Kann dir da leider keine klare Antwort geben. Aber bei uns im Kino würde das glaub ich gehen, da nur die Leute an der Kasse nachm Alter fragen und nicht die, die Karten abreißen. 

Notfalls für einen anderen Film Karten holen und dann halt in Inglorius Basterds reingehen, hab ich damals auch so gemacht 


			Dieser Inhalt steht nur eingeloggten Mitgliedern zur Verfügung.


----------



## SIERRA 117 (11. September 2009)

bei mir hat das immer beklappt, einfach die plätze vor reservieren und die karten einfach am schalter abholen!


----------



## Spectrales (11. September 2009)

Zum jüngsten Kassierer gehen den ihr findet. Die kontrollieren die Ausweise NIE


----------



## Badwitch22 (11. September 2009)

Also ich mach es immer so, dass meine Mum die Karten kauft und mit zum Einlass kommt. Dann müssen die dich reinlassen.


----------



## Rhokan (12. September 2009)

Also bei mir wars mal als ich in dem Alter war so dass wir in nen Film fsk 16 wollten, es aber nicht gereicht hat das nen Erziehungsberechtigter kauft, sondern der auch mitkommen musste (aber nicht konnte). Ka obs ne blöde Idee der Kassieren war oder Vorschrift


----------



## TheGui (12. September 2009)

Ich durfte damals(11) samt Begleitungs meines Paps nicht Jurassic Park 2( USK 12) im Kino anschauen O_o

Wiso könnt ihr dan in Begleitung eines erwachsenen nen USK 16 Film anschauen?


----------



## Pente (12. September 2009)

Entweder waren einige von euch schon ewig nicht mehr im Kino oder ihr habt echt seltsame Kinos  


			Dieser Inhalt steht nur eingeloggten Mitgliedern zur Verfügung.
        

 Bei uns würde das nicht funktionieren.


----------



## BimmBamm (12. September 2009)

"PG" (Parental Guiding) gilt nicht für FSK16, sondern nur FSK12:

(JuSchG § 11 Abs. 2: „(...)darf die Anwesenheit bei öffentlichen Filmveranstaltungen mit Filmen, die für Kinder und Jugendliche ab 12 Jahren freigegeben und gekennzeichnet sind, auch Kindern ab 6 Jahren gestattet werden, wenn sie von einer personensorgeberechtigten Person begleitet sind.“)
Im FSK16-Bereich finden sich meines Wissens nach keine entsprechenden Paragraphen!

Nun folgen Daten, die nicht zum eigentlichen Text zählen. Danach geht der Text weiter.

PR #351, opened 2018-08-11
Use JGit's implementation of prune during fetch

MarkEWaite:
JGit 5.0.2 fixes the behavior of prune during fetch so that the alternative implementation is no longer required.  Unfortunately, JGit 5 also logs warnings that were not logged previously when it attempts to remove a directory that is not empty.

@darxriggs I'd love to have your review of the proposed change.

### DIFF
--- a/pom.xml
+++ b/pom.xml
@@ -48,7 +48,7 @@
     <argLine>-Dfile.encoding=${project.build.sourceEncoding}</argLine>
     <jenkins.version>2.60.3</jenkins.version>
     <java.level>8</java.level>
-    <jgit.version>5.1.0.201808281540-m3</jgit.version>
+    <jgit.version>5.0.3.201809091024-r</jgit.version>
   </properties>
 
   <dependencies>
--- a/pom.xml
+++ b/pom.xml
@@ -48,7 +48,7 @@
     <argLine>-Dfile.encoding=${project.build.sourceEncoding}</argLine>
     <jenkins.version>2.60.3</jenkins.version>
     <java.level>8</java.level>
-    <jgit.version>5.0.2.201807311906-r</jgit.version>
+    <jgit.version>5.1.0.201808281540-m3</jgit.version>
   </properties>
 
   <dependencies>
--- a/src/test/java/org/jenkinsci/plugins/gitclient/GitAPITestCase.java
+++ b/src/test/java/org/jenkinsci/plugins/gitclient/GitAPITestCase.java
@@ -1323,13 +1323,13 @@ public abstract class GitAPITestCase extends TestCase {
     }
 
     /**
-     * JGit 3.3.0 thru 3.6.0 "prune during fetch" prunes more remote
-     * branches than command line git prunes during fetch.  This test
-     * should be used to evaluate future versions of JGit to see if
-     * pruning behavior more closely emulates command line git.
-     *
-     * This has been fixed using a workaround.
+     * JGit 3.3.0 thru 4.5.4 "prune during fetch" prunes more remote
+     * branches than command line git prunes during fetch.  JGit 5.0.2
+     * fixes the problem.
+     * Refer to https://bugs.eclipse.org/bugs/show_bug.cgi?id=533549
+     * Refer to https://bugs.eclipse.org/bugs/show_bug.cgi?id=533806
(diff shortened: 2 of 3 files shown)


src/test/java/org/jenkinsci/plugins/gitclient/GitAPITestCase.java
```diff
@@ -464,15 +464,23 @@ private void check_remote_url(final String repositoryName) throws InterruptedExc
...
 
+    private Collection<String> getBranchNames(Set<Branch> branches) {
+        return Collections2.transform(branches, GitObject::getName);
+    }
+
+    private void assertBranchCount(Set<Branch> branches, int expectedCount) {
+        assertEquals("Unexpected branch count in " + getBranchNames(branches), expectedCount, branches.size());
+    }
+
     private void assertBranchesExist(Set<Branch> branches, String ... names) throws InterruptedException {
```
darxriggs: This is like Hamcrest's [hasItems(...)](http://hamcrest.org/JavaHamcrest/javadoc/1.3/org/hamcrest/Matchers.html#hasItems(T...)).
I suggest to use it internally due to the fact that it reports all missing branches (not only the first one missing).

src/test/java/org/jenkinsci/plugins/gitclient/GitAPITestCase.java
```diff
@@ -464,15 +464,23 @@ private void check_remote_url(final String repositoryName) throws InterruptedExc
...
-        Collection<String> branchNames = Collections2.transform(branches, GitObject::getName);
+        Collection<String> branchNames = getBranchNames(branches);
         for (String name : names) {
             assertTrue(name + " branch not found in " + branchNames, branchNames.contains(name));
         }
     }
 
     private void assertBranchesNotExist(Set<Branch> branches, String ... names) throws InterruptedException {
```
darxriggs: This is similar to [`assertBranchesExist(...)`](https://github.com/jenkinsci/git-client-plugin/pull/351/files#diff-963c705aa3f7bb6ac484408977597efbR475) with Hamcrest's [not(...)](http://hamcrest.org/JavaHamcrest/javadoc/1.3/org/hamcrest/Matchers.html#not(org.hamcrest.Matcher)) sneaked in.

src/test/java/org/jenkinsci/plugins/gitclient/GitAPITestCase.java
```diff
@@ -1327,39 +1332,33 @@ public void test_fetch_with_prune() throws Exception {
         ObjectId newAreaHead = newArea.head();
         Set<Branch> remoteBranches = newArea.git.getRemoteBranches();
         assertBranchesExist(remoteBranches, "origin/master", "origin/branch1", "origin/branch2", "origin/HEAD");
-        assertEquals("Wrong count in " + remoteBranches, 4, remoteBranches.size());
+        assertBranchCount(remoteBranches, 4);
```
darxriggs: I have seen this pattern (check for branch names + branch count) here and in some other tests.
Currently it always requires 2 assertions where just 1 fact should be asserted - that the branches match exactly independent of their order.
Hamcrest's [containsInAnyOrder(...)](http://hamcrest.org/JavaHamcrest/javadoc/1.3/org/hamcrest/Matchers.html#containsInAnyOrder(T...)) is precisely for this purpose.

pom.xml
```diff
@@ -48,7 +48,7 @@
     <argLine>-Dfile.encoding=${project.build.sourceEncoding}</argLine>
     <jenkins.version>2.60.3</jenkins.version>
     <java.level>8</java.level>
-    <jgit.version>5.0.2.201807311906-r</jgit.version>
+    <jgit.version>5.1.0.201808281540-m3</jgit.version>
```
darxriggs: Are we fine with only a jgit milestone release?

MarkEWaite: Not for a merge to the master branch.  I wanted to confirm that the fix in JGit really fixed the problem I had seen.  It did that.  

This will request will wait until the release of either JGit 5.1 or JGit 5.0.3.

darxriggs: JGit v5.0.3.201809091024-r got released.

Nach dem Gesetz ist es also bis zum Beweis des Gegenteils völlig unerheblich, wer da die Karten kauft. Es ist die Pflicht des Kartenverkäufers / Einlassers, das Alter jedes Filmzuschauers zu prüfen. Selbst der Kartenabbreisser kann, darf und muß einem Jugendlichen den Zutritt zum Vorführraum verweigern, selbst wenn beide Elternteile, Paten und Großeltern danebenstehen. Die FSK ist verpflichtend für die Kinovorführung: Steht da "ab 16" drauf, dann darf da auch nur "ab 16" im Saal sitzen. Bei etwaiger Kontrolle hat das betreibende Kino eine echte Arschkarte gezogen, die empfindliche Strafen nach sich zieht.

Merke: Wenn Du unter 16 'reinkommst, dann hast Du Glück gehabt. Es gibt allerdings kein Gesetz, daß Dir den Zugang erlaubt - auch nicht, wenn Mutti / Vati / sonstige "erwachsene" Bezugsperson meint, Du dürftest Dir den Film ansehen (immerhin dürfen sie Dir den Film später auf DVD zugänglich machen, ohne Strafen befürchten zu müssen).

Ein Tipp: Wenn Du unter 16 bist, dann solltest Du und Deine gesamte Bande schon während des Betretens des Kinos den Ball sehr flachhalten. Ein schönes Erlebnis (für mich; nicht in den Augen der Minderjährigen) vor der Vorführung von "Se7en" habe ich gehabt, als so eine babbelnde, sich selbst inszenierende Bande meinem Nebensitzer (seines Zeichens einer meiner besten Freunde) auf den Keks ging. Der hat sich in seiner Eigenschaft als Polizist mal kurz in den Dienst versetzt und die Ausweise kontrolliert (das dürfen nämlich Polizisten in ihrer Freizeit, wenn sie ein Vergehen vermuten - und auch Leute mit kurzem Irokesenschnitt und Tätowierungen auf den Oberarmen können Bullen sein, selbst wenn ihre Begleitung aus "langhaarigen Bombenlegern" besteht). Das Exempel einer großen Horde das Kino verlassender Halbwüchsiger inklusive Verweis an die zuständigen Kräfte vor Ort hat zu einem sehr angenehm ruhigen Filmabend geführt - zumindest in unserer Nähe quakte keiner dazwischen oder benutzte irgendwelche filmstörenden Hilfsmittel wie Laserpointer oder gar Handy.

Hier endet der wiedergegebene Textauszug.